[Opening Source data section]
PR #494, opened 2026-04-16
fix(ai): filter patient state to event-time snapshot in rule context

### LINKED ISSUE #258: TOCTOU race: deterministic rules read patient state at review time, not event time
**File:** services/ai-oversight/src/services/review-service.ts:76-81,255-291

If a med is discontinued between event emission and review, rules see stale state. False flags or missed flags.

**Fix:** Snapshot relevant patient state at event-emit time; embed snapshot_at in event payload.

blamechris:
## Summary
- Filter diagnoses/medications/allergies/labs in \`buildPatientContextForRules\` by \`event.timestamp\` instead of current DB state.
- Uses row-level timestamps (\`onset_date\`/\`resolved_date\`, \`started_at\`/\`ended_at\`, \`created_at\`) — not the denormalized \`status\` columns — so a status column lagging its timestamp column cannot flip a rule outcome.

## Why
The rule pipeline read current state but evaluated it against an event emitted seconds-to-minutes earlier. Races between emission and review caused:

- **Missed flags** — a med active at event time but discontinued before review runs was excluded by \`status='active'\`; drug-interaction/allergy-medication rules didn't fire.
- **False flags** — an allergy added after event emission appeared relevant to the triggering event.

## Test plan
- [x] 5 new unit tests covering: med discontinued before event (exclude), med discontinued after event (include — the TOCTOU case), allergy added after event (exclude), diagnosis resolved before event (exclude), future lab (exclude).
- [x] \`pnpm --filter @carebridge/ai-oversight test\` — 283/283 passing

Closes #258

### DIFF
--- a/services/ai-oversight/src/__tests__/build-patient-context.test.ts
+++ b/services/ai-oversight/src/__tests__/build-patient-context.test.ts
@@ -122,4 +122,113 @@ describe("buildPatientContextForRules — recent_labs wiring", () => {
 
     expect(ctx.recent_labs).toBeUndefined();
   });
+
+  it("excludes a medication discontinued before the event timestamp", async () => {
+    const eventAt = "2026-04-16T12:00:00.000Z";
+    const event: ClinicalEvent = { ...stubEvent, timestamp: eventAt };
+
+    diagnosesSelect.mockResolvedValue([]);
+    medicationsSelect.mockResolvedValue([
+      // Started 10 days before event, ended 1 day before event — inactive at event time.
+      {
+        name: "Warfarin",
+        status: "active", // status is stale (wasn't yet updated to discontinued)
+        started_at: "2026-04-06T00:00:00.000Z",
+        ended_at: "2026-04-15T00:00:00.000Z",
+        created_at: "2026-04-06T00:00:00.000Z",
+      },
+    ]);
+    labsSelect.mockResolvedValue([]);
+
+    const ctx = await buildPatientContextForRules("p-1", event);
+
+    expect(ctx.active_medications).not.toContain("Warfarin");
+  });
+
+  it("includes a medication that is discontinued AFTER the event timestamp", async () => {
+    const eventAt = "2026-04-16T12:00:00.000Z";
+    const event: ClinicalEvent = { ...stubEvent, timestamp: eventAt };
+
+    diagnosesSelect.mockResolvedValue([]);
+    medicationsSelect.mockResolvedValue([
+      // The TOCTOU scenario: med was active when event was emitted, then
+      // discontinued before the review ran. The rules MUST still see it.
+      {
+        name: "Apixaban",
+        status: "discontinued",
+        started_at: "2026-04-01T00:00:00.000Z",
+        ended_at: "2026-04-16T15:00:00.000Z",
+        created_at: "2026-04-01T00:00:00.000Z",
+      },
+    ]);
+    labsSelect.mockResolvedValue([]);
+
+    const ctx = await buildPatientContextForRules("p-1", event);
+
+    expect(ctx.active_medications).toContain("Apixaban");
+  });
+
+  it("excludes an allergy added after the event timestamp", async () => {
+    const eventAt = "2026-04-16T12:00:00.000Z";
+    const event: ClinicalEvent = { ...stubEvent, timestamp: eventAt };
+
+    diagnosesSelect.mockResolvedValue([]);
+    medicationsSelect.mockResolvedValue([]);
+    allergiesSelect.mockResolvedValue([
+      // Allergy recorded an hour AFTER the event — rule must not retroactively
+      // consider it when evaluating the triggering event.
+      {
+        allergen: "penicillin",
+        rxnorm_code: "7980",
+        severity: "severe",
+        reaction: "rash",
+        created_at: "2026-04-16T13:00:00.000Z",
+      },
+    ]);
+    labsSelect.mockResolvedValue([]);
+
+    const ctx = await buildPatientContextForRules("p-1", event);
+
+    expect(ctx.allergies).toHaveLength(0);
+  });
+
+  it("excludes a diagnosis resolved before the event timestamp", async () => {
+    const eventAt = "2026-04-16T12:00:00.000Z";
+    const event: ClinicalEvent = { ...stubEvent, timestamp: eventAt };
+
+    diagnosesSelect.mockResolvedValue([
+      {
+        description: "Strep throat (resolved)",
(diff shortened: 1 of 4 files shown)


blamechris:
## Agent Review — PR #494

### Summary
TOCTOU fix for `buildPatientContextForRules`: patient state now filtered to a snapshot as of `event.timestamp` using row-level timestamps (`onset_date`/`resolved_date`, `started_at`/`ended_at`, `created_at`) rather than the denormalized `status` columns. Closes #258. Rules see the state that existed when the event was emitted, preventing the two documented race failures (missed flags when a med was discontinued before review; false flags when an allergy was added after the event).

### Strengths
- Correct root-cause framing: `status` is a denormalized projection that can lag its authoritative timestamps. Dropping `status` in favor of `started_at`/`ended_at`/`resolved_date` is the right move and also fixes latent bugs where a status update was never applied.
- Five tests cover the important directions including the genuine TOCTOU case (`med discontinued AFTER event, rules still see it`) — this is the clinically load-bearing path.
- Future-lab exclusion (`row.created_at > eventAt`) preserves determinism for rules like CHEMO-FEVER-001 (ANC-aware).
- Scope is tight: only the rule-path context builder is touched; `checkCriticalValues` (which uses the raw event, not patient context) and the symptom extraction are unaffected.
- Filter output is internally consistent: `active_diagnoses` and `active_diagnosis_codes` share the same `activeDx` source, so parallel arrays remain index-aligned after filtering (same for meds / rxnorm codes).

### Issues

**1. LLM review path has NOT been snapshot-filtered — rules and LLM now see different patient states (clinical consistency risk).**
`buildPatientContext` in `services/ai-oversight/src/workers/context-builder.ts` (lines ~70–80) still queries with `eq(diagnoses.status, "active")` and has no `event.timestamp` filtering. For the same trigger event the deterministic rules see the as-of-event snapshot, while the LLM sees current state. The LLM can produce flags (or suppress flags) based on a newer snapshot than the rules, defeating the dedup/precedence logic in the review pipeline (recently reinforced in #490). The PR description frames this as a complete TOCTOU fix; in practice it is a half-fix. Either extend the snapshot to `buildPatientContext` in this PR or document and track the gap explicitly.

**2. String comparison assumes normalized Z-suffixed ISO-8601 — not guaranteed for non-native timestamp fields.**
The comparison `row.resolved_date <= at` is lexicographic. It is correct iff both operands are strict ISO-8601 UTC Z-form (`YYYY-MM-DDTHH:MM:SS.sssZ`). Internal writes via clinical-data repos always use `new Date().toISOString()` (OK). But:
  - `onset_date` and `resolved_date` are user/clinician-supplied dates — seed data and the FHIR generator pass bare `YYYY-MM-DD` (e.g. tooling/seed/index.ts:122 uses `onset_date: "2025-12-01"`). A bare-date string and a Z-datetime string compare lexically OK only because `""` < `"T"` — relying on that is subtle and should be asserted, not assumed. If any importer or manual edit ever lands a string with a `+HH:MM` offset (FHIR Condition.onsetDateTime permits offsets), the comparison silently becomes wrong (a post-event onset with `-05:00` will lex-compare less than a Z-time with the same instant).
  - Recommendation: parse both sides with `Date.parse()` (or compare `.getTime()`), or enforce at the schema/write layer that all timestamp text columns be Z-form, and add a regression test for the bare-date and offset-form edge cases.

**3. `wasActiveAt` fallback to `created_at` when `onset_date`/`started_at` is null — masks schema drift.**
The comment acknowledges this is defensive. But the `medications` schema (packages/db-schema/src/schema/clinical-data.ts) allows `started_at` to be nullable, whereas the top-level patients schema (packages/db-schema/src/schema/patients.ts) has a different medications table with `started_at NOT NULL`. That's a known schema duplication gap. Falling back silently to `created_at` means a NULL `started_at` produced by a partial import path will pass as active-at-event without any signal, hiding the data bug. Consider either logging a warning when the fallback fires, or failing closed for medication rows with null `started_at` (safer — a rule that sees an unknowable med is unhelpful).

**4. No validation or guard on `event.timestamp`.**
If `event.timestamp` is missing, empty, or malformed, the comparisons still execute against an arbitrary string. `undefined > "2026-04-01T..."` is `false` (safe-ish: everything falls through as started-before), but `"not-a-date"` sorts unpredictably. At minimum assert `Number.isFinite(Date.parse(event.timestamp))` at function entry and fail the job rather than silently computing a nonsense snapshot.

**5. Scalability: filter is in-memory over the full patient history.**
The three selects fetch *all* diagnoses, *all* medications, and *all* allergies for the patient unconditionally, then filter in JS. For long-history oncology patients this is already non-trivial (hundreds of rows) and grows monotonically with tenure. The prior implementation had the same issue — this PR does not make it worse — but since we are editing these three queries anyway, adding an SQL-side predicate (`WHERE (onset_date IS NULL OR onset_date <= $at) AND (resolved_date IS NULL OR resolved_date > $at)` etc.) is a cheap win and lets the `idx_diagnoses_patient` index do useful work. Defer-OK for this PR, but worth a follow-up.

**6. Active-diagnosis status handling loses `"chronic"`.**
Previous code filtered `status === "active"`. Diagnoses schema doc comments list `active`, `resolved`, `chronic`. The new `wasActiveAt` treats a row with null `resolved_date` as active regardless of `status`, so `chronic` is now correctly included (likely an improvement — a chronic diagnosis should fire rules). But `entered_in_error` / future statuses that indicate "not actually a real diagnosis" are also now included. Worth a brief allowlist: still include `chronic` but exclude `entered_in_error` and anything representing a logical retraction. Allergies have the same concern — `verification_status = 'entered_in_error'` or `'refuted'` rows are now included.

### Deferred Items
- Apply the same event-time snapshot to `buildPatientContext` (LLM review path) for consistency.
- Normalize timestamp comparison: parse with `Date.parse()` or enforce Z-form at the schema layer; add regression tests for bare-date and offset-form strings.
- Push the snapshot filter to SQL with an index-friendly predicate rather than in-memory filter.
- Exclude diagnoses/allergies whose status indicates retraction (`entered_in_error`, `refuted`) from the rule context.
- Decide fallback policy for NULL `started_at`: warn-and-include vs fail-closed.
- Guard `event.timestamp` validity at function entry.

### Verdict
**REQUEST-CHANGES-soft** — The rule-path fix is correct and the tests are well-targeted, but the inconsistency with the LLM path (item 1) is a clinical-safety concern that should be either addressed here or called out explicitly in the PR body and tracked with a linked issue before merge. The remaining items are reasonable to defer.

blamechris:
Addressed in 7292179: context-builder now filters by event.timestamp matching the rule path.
[Closing Source data section]
Using the records, work out how many lines include "toContain", and reply with that number alone.

2